Mapping of the MMP8 transcription start site
Mapping of the transcription start site of the MMP8 gene was a prerequisite for studies of MMP8 promoter function. We employed SMART technology (37) for mapping the transcription start site, based on direct sequencing of the SMARTTM (switching mechanism at 5' end of RNA template) (38) RACE products. Total RNA or mRNA was prepared from cultured THP-1 and U937 cells with TRIzol® or using the poly(A) tract. Using 5' RACE CDS primer and PowerScriptTM reverse transcriptase from the SMARTTM RACE cDNA amplification kit (Promega), cDNA was synthesized in a 10 µl volume according to the manufacturer's instructions. The cDNA was then diluted with Tricine–EDTA buffer into 100 µl, and 2.5 µl of the diluted sample was used as a template for a 50 µl PCR in the presence of 5 µl 0.4 µM universal primer mix (from the kit) and 1 µl of 20 µM gene-specific primer (5'-AGGTCAAGTTAGTGCGTTCCCAC-3'). Advantage® 2 enzyme mixture and reagents (Clontech) were used. Amplification was performed in a model 9600 thermal cycler (Applied Biosystems) as follows: five cycles of 5 s at 95°C and 3 min at 72°C, and then five cycles of 5 s at 94°C, 10 s at 70°C and 3 min at 72°C, followed by 27 cycles of 5 s at 94°C 10 s at 68°C and 3 min at 72°C. PCR products were purified on QIAquickTM spin columns (QIAgen) and subjected to sequencing using the gene-specific primer as a sequencing primer. The position of the transcription start site was detected at the point of abrupt loss of sequence identity between the RACE product and the 5' genomic sequence.

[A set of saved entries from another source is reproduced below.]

PR #22, opened 2015-05-18
Canvas can return multiple roles over LTI

simong:
For example, somehow I ended up as: `Instructor,urn:lti:instrole:ims/lis/Administrator` on my local instance

### DIFF
--- a/node_modules/col-core/lib/db.js
+++ b/node_modules/col-core/lib/db.js
@@ -220,7 +220,8 @@ var setUpModel = function(sequelize) {
     'underscored': true,
     'getterMethods': {
       'is_admin': function() {
-        return _.contains(CollabosphereConstants.ADMIN_ROLES, this.canvas_course_role);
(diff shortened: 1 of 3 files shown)


node_modules/col-core/lib/db.js
```diff
@@ -220,7 +220,8 @@ var setUpModel = function(sequelize) {
     'underscored': true,
     'getterMethods': {
       'is_admin': function() {
-        return _.contains(CollabosphereConstants.ADMIN_ROLES, this.canvas_course_role);
+        var roles = this.canvas_course_role.split(',');
+        return (_.intersection(CollabosphereConstants.ADMIN_ROLES, roles).length !== 0);
```
nicolaasmatthijs: I'm going to make this `> 0` just to be a bit more specific

nicolaasmatthijs:
Followed up and merged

Identification of SNPs and genotyping of the MMP8 promoter
DNA was isolated from umbilical cords, cord blood or neonatal cheek swabs by digestion with proteinase K and extraction with conventional reagents or by an alternative isolation method using the BioRobot 9604 (QIAgen) (39). On the basis of the human MMP8 promoter sequence deposited in GenBank (accession no. AF059679), a promoter fragment was amplified by PCR with a forward primer sequence of 5'-CTGTTGAAGGCCTAGAGCTGCTGCTCC-3' (corresponding to bp –872 to –846) and a reverse primer 5'-CATCTTCTCTTCAAACTCTACCC-3' (corresponding to bp +74 to +96) yielding a 968 bp product. PCR was performed in a 50 µl reaction volume containing 100 ng genomic DNA, 0.5 pmol of each primer, 0.2 mM dNTPs, 1xreaction buffer, 2.5 mM MgCl2 and 2.5 units AmpliTaq GoldTM DNA polymerase (Perkin–Elmer) in a 9600 Gene Amp PCR thermal cycler (Perkin–Elmer Life Sciences). After initial denaturation at 94°C for 5 min, PCR was performed for 35 cycles of denaturation at 94°C for 45 s annealing at 56°C for 45 s and extension at 72°C for 1 min followed by a final 10 min elongation at 72°C.

MMP8 promoter fragments were amplified from 32 unrelated individuals and subjected to DNA sequence analysis to identify polymorphisms. The PCR products were cloned into the TOPO TA cloning vector (PCR2.1-TOPO, Invitrogen) and four to five separate clones derived from each subject's PCR amplification were sequenced. Three SNPs (–799C/T, –381A/G and +17C/G) were identified in more than two subjects in this screen. These SNPs were subjected to further analysis.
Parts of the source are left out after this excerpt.